Altinity / clickhouse-operator

Altinity Kubernetes Operator for ClickHouse creates, configures and manages ClickHouse® clusters running on Kubernetes
https://altinity.com
Apache License 2.0
1.94k stars 466 forks source link

TCP Reset connection when replicating data due to full tcp_rmem buffer #748

Open ansou-naboty opened 3 years ago

ansou-naboty commented 3 years ago

Hi my name is Ansou FALL and im working for opensee.io as a Devops engineer. I'm running a clickhouse operator in AKS(Azure Kubernetes Service). We are facing tricky issue issue on clickhouse when replicating data in shard between others replicas. Here is the configuration we have: clusterName: standard ClickHouseInstallationName: statefulset Shards: 8 Replicas: 2 Nodecounts: 16 Total of node: 16 nodes with 64 GB of memory ram and 16 CPU each node. We have 48 Instances and each of them insert 500K lines every 1-2 seconds.

During ingestion part the tcp_rmem buffer are full and the TCP connection between repication are closed.

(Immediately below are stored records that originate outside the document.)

Issue #42, opened 2020-11-06
Feature Request: Claim Balances Button


Zagan202:
### What problem does your feature solve?

Give users the ability to claim any outstanding claimable balances.

### What would you like to see?

- Ability to claim claimable balances  
- Easy to follow UX 
  - Surface what balances could be claimed
  - Display what conditions (predicates) are required to claim said balances if any
  - Sign to confirm claim.

- Deprecate `Show Claimable Balance Details` in favor of `Claim Available Balances`
  - Nice to have: Show `Claim Available Balances` only when a user has balances available

PR #49, opened 2020-11-11
Claim ClaimableBalance Button

Zagan202:
# Description

Adds a new Claim button and displays Claimable balances in their own view.

- Show claimable balance `{asset_code: amount}` Below the account's current asset balances
- Add Claim button to add balance to account's current asset balances
- Remove `Show Claimable Balances` button
    - `Claimable Balances Available` will still show on the logger (Right Side)

Addresses issue: #42

## Type of change

# How Has This Been Tested?

1. `npm start`
2.  If you want to see a an account with claimable balances available load this account 
    - `SBK52ZEYXQLOKC4Y646NQFJGCVYLXWQYVTA6TU7QKPAUL2F45X6NABM2`
    - You should see 3 balances on this account you could claim the `LAWR` balances but the `SRT` should fail due to no trust line established to SRT at the time of writing this.

### DIFF
--- a/src/components/wallet/methods/claimAsset.ts
+++ b/src/components/wallet/methods/claimAsset.ts
@@ -7,23 +7,23 @@ import {
   Keypair,
 } from 'stellar-sdk'
 import { handleError } from '@services/error'
+import { ClaimableBalance } from '../views/claimableDisplay'
 import { Wallet } from '../wallet'
 
 export default async function claimAsset(
   this: Wallet,
-  balanceId: string,
-  assetCode: string,
-  sponsor: string,
-  amount: string
+  balance: ClaimableBalance
 ) {
-  const loadingKey = `claim:${assetCode}:${balanceId}`
+  const balanceId = balance.id
+  const assetCode =
+    balance.asset === 'native' ? 'XLM' : balance.asset.split(':')[0]
+  const loadingKey = `claim:${assetCode}:${balance.id}`
   this.loading = { ...this.loading, [loadingKey]: true }
   const finish = () => (this.loading = { ...this.loading, [loadingKey]: false })
-
   try {
     this.logger.instruction(
-      `Claiming ${amount} of ${assetCode}`,
-      `BalanceId: ${balanceId} Sponsor:${sponsor}`
+      `Claiming ${balance.amount} of ${assetCode}`,
+      `BalanceId: ${balance.id} Sponsor:${balance.sponsor}`
     )
     const keypair = Keypair.fromSecret(this.account.secretKey)
     const accountRecord = await this.server
--- a/src/components/wallet/methods/claimAsset.ts
+++ b/src/components/wallet/methods/claimAsset.ts
@@ -1,0 +1,63 @@
+import {
+  Account,
+  TransactionBuilder,
+  BASE_FEE,
+  Networks,
+  Operation,
+  Keypair,
+} from 'stellar-sdk'
+import { handleError } from '@services/error'
+import { Wallet } from '../wallet'
+
+export default async function claimAsset(
+  this: Wallet,
+  balanceId: string,
+  assetCode: string,
+  sponsor: string,
+  amount: string
+) {
+  const loadingKey = `claim:${assetCode}:${balanceId}`
+  this.loading = { ...this.loading, [loadingKey]: true }
+  const finish = () => (this.loading = { ...this.loading, [loadingKey]: false })
+
+  try {
+    this.logger.instruction(
+      `Claiming ${amount} of ${assetCode}`,
+      `BalanceId: ${balanceId} Sponsor:${sponsor}`
+    )
+    const keypair = Keypair.fromSecret(this.account.secretKey)
+    const accountRecord = await this.server
+      .accounts()
+      .accountId(keypair.publicKey())
+      .call()
+    this.logger.instruction(
+      'Loading account to get sequence number for claimClaimableBalance transaction'
+    )
+    const account = new Account(keypair.publicKey(), accountRecord.sequence)
+    this.logger.instruction('Building claimClaimableBalance transaction')
+    const transaction = new TransactionBuilder(account, {
+      fee: BASE_FEE,
+      networkPassphrase: Networks.TESTNET,
+    })
+      .addOperation(
+        Operation.claimClaimableBalance({
+          balanceId,
+        })
+      )
+      .setTimeout(0)
+      .build()
+    transaction.sign(keypair)
+    this.logger.request('Submitting changeTrust transaction', transaction)
+    const result = await this.server.submitTransaction(transaction)
+    this.logger.response('Submitted claimClaimableBalance transaction', result)
+    await this.updateAccount()
+    finish()
+  } catch (err) {
+    this.logger.error(
+      'Error in claimClaimableBalance transaction',
+      err.toJSON()
+    )
+    this.error = handleError(err.response.data.extras.result_codes.operations)
+    finish()
+  }
+}
--- a/src/components/wallet/methods/claimAsset.ts
+++ b/src/components/wallet/methods/claimAsset.ts
@@ -47,7 +47,10 @@ export default async function claimAsset(
       .setTimeout(0)
       .build()
     transaction.sign(keypair)
-    this.logger.request('Submitting changeTrust transaction', transaction)
+    this.logger.request(
+      'Submitting claimClaimableBalance transaction',
+      transaction
+    )
     const result = await this.server.submitTransaction(transaction)
     this.logger.response('Submitted claimClaimableBalance transaction', result)
     await this.updateAccount()
--- a/src/components/wallet/methods/createAccount.ts
+++ b/src/components/wallet/methods/createAccount.ts
@@ -19,7 +19,6 @@ export default async function createAccount(this: Wallet) {
     this.account = {
       publicKey: keypair.publicKey(),
       secretKey: keypair.secret(),
-      availableBalances: false,
     }
 
     set('WALLET[keystore]', btoa(JSON.stringify(this.account)))
--- a/src/components/wallet/methods/createAccount.ts
+++ b/src/components/wallet/methods/createAccount.ts
@@ -20,6 +20,7 @@ export default async function createAccount(this: Wallet) {
       publicKey: keypair.publicKey(),
       secretKey: keypair.secret(),
     }
+    this.assets.set('XLM', {})
 
     set('WALLET[keystore]', btoa(JSON.stringify(this.account)))
 
--- a/src/components/wallet/methods/createAccount.ts
+++ b/src/components/wallet/methods/createAccount.ts
@@ -19,6 +19,7 @@ export default async function createAccount(this: Wallet) {
     this.account = {
       publicKey: keypair.publicKey(),
       secretKey: keypair.secret(),
+      availableBalances: false,
     }
 
     set('WALLET[keystore]', btoa(JSON.stringify(this.account)))
--- a/src/components/wallet/views/claimableDisplay.tsx
+++ b/src/components/wallet/views/claimableDisplay.tsx
@@ -4,17 +4,15 @@ import WalletButton from './walletButton'
 import { Wallet } from '../wallet'
 
 interface ClaimableBalance {
-  id: string;
-  paging_token: string;
-  asset: string;
-  amount: string;
-  sponsor?: string;
-  last_modified_ledger: number;
-  claimants: any[];
+  id: string
+  asset: string
+  amount: string
+  sponsor?: string
+  claimants: any[]
 }
 
 export default function claimableDisplay(this: Wallet) {
-  if (this.account.availableBalances){
+  if (this.account.availableBalances) {
     const claimableRecords = (claimableBalances: any) => {
       return claimableBalances.records.map(balanceRow)
     }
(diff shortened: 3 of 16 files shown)


JakeUrban:
I haven't looked at the code yet but I just wanted to suggest a small UI addition:
Screen Shot 2020-11-12 at 9 58 17 AM

Can we have some sort of `Claimable Balances` header above the added asset balance view?

JakeUrban:
Although I just realized that if we add a header to the Claimable Balances view we should also do so for the normal balances. Maybe `Claimable Balances` and `Balances`?

src/components/wallet/views/claimableDisplay.tsx
```diff
@@ -0,0 +1,58 @@
...
+            <div class="balance">{balance.amount}</div>
+          </div>
+          <div class="actions">{claimBalanceButton}</div>
+        </div>
+      )
+    }
+
+    return (
+      <div>
+        {loHas(this.account, 'claimableBalances') ? (
```
JakeUrban, line 50: What is `loHas`? I've never understood the `lo*` functions

src/components/wallet/methods/createAccount.ts
```diff
@@ -19,6 +19,7 @@ export default async function createAccount(this: Wallet) {
     this.account = {
       publicKey: keypair.publicKey(),
       secretKey: keypair.secret(),
+      availableBalances: false,
```
JakeUrban, line 22: I'm not against having this attribute if its a pain to determine it's value from `ServerApi.ClaimableBalanceRecord`, but it seems to just be a matter of checking an array length.

In which case, I think having an `availableBalances` attribute actually does more harm than good because `availableBalances`'s value and the real `claimableBalanceResp.records.length === 0` might not match if we make a change in future and forget to update `availableBalances`.

src/components/wallet/wallet.ts
```diff
@@ -51,6 +53,7 @@ interface Loading {
   update?: boolean
   deposit?: boolean // NEW
   withdraw?: boolean // NEW
+  claim?: boolean // NEW
```
JakeUrban, line 56: I think we can remove the `// NEW` comments scattered throughout the project, they don't provide any value

src/components/wallet/views/claimableDisplay.tsx
```diff
@@ -0,0 +1,58 @@
...
+interface ClaimableBalance {
+  id: string
+  asset: string
+  amount: string
+  sponsor?: string
+  claimants: any[]
+}
+
+export default function claimableDisplay(this: Wallet) {
+  if (this.account.availableBalances) {
```
JakeUrban, line 15: I'm not sure if this is the right code (is there a difference between `this.account.claimableBalances` and `claimableBalanceResp` used to populate `this.account.availableBalances`?), but you get the gist of the suggestion:
```
  if (this.account.claimableBalances.records.length !== 0) {
```

src/components/wallet/views/claimableDisplay.tsx
```diff
@@ -0,0 +1,58 @@
...
+    const claimableRecords = (claimableBalances: any) => {
```
JakeUrban, line 16: No worries if not but are we able to use a proper type or no? Is an item in `claimableBalances` a `claimableBalanceRecord`?

src/components/wallet/views/claimableDisplay.tsx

The image shown below lists RST flag that close TCP connection.

Reset_all

This image describes the RST flag when replicating data between replicas in other shard.

Reset_interserver_9009

Reset_native_port

This image lists the some TCP full windows during ingestion. window_full_window_1

Slach commented 3 years ago

@ansou-naboty clickhouse-operator don't make replication data itself so, look like the issue is not related to clickhouse-operator but related to clickhouse itself

could you look to /var/log/clickhouse-server/clickhouse-server.err.log inside your related clickhouse server pods for time period which you share in your network dump?

ansou-naboty commented 3 years ago

I know that clickhouse-operator doesn't make replication data itself, but clickhouse itself do it, or should i post this issue on clickhouse github.

Slach commented 3 years ago

@ansou-naboty do you see anything related to your RST in /var/log/clickhouse-server/clickhouse-server.err.log?

ansou-naboty commented 3 years ago

In /var/log/clickhouse-server/clickhouse-server.err.log, i see connection reset by peer while reading or writing one socket xxxxxx. With tcpdump it corresponds to TCP window full read buffer.